Description of the task – Copy each line of the entries that includes the word "cases".
━━━ Dataset records ━━━
PR #2654, opened 2018-07-18
Make Sortex stable

ChrisJefferson:
This patch makes sortex stable. As it is now stable and efficient, make SortingPerm use sortex.


ChrisJefferson:
I agree with using `ShallowCopy`. Also I have now improved the documentation to describe what we actually do! (briefly, but at least correctly)

doc/ref/lists.xml
```diff
@@ -1468,9 +1468,15 @@ copy using <Ref Func="Immutable"/>.
...
-length at most a few thousands, and has better worst-case behaviour.
+GAP implements three different families of sorting algorithms. The
+default algorithm is pattern-defeating quicksort, a variant of quicksort
+which performs better on partially sorted lists and has good worst-case
+behaviour. The functions which begin <C>Stable</C> are stable (equal
+elements keep the same relative order in the sorted list) and use
+merge sort. Finally, the functions which begin <C>Shell</C> use the shell
+sort which was GAP's default search algorithm before 4.9.
+
+<Ref Oper="Sortex"/> and <Ref Attr="SortingPerm"/> are also stable.
```
ThomasBreuer: I would move the paragraph to the beginning of the manual section on `Sorting Lists`.
In particular for someone reading the manual (and not the source),
it is not clear that this paragraph belongs to all subsections and not just to the last one.

ThomasBreuer: Great.
Thanks for this improvement.

lib/list.gi
```diff
@@ -2434,37 +2434,12 @@ end );
...
-    # return the permutation mapping <list> onto the sorted list
-    return PermList( perm )^(-1);
+        copy := ShallowCopy(list);
+        return Sortex(copy);
     end );
 
-InstallMethod( SortingPerm,
-    "for a dense and sorted list",
-    [ IsDenseList and IsSortedList ], SUM_FLAGS,
-    list -> () );
```
fingolfin: @ChrisJefferson any particular reason this method was removed? I see no mention of this change in the PR description nor the commit message.

ChrisJefferson: It was part of making SortingPerm be exactly the same as SortEx.

fingolfin: I don't see why that requires removing this optimization, though? Now if the input is sorted, we make a copy, sort that, and compute the identity permutation from that...

ChrisJefferson: It could probably have been left in, I wouldn't have a problem with it being re-added but I wasn't sure it was worth it, for a fairly unusual case.

ThomasBreuer: I see this method as an illustration of the idea to avoid working by using known information.
If the presence of such *methods for fairly unusual cases* does not slow down
the computations in the usual cases
then these methods are beneficial.
If this is not the case then it might be interesting to discuss the situation in detail,
perhaps in some tutorial.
━━━
Exercise result –
If the presence of such *methods for fairly unusual cases* does not slow down
the computations in the usual cases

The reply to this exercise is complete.